• WORK ORDER: Answer with nothing but the number of lines in the listing below that contain "user".

(Beginning of DATASET ENTRIES)

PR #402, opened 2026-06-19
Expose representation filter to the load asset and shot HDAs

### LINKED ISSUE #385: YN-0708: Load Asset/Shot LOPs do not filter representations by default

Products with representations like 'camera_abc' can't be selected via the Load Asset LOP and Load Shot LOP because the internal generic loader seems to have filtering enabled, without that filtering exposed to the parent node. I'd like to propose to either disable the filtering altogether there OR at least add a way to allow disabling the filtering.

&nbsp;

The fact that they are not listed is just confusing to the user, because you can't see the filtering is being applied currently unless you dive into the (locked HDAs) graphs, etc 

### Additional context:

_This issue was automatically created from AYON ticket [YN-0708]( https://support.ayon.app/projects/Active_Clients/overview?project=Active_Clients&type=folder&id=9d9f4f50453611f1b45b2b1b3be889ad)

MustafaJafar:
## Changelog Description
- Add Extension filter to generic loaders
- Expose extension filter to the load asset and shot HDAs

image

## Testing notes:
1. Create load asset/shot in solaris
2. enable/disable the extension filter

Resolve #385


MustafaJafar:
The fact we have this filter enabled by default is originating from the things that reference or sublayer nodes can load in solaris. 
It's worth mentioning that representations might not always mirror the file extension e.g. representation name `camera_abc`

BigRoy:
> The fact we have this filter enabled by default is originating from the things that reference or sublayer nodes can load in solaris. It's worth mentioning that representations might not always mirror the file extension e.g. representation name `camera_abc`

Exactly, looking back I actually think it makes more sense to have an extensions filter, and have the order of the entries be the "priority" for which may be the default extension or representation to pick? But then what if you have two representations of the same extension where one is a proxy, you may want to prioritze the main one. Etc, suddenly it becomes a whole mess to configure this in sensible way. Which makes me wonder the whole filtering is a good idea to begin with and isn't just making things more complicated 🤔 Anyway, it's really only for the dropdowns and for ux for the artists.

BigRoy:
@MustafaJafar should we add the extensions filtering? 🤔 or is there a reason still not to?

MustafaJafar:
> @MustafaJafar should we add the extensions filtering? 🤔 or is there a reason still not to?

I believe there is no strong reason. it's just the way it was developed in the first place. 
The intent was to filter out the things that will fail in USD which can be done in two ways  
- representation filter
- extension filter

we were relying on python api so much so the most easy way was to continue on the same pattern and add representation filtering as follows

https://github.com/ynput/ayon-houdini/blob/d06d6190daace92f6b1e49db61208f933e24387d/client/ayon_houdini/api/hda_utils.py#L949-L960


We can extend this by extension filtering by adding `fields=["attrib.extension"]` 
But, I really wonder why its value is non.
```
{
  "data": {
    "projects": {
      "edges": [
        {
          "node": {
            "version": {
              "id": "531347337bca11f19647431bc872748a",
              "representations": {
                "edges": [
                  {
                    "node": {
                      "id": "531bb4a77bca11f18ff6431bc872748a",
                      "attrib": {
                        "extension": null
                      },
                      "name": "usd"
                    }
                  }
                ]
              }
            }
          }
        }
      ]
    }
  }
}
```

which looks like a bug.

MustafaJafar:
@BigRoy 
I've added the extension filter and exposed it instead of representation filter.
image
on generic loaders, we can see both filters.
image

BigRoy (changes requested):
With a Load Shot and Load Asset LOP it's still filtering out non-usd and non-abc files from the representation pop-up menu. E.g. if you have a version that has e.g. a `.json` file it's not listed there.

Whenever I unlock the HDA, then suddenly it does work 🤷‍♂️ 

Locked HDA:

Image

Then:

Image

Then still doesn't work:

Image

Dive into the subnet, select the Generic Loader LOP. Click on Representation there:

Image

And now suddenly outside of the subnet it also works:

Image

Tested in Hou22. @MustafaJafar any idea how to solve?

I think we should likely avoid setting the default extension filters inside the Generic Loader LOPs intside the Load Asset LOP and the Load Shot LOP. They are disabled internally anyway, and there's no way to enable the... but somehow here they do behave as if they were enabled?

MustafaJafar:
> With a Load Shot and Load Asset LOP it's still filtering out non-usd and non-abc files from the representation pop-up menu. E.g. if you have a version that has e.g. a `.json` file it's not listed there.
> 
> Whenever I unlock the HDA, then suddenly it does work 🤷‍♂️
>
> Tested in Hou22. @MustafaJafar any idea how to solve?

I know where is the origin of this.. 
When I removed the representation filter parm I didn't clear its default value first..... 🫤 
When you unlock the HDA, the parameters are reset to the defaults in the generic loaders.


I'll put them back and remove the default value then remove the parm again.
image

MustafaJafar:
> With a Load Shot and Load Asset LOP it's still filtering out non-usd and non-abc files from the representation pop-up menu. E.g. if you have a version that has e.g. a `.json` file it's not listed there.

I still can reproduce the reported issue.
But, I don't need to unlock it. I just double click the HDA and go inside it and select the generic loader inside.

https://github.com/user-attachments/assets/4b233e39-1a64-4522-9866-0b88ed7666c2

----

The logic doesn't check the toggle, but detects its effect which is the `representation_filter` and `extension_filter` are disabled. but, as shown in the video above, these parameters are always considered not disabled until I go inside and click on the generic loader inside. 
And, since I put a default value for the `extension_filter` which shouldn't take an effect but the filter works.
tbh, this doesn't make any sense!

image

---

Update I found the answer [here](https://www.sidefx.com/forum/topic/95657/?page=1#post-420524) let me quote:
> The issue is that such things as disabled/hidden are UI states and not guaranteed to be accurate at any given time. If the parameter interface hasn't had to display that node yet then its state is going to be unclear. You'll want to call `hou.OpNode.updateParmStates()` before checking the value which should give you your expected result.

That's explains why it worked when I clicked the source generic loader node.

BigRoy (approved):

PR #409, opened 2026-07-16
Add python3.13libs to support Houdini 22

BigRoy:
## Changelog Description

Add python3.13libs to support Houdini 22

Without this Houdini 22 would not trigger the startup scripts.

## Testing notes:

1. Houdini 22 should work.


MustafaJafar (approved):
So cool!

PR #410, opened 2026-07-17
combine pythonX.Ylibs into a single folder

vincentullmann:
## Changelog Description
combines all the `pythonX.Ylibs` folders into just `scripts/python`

(End of DATASET ENTRIES)

• REPLY TO THE TASK: 2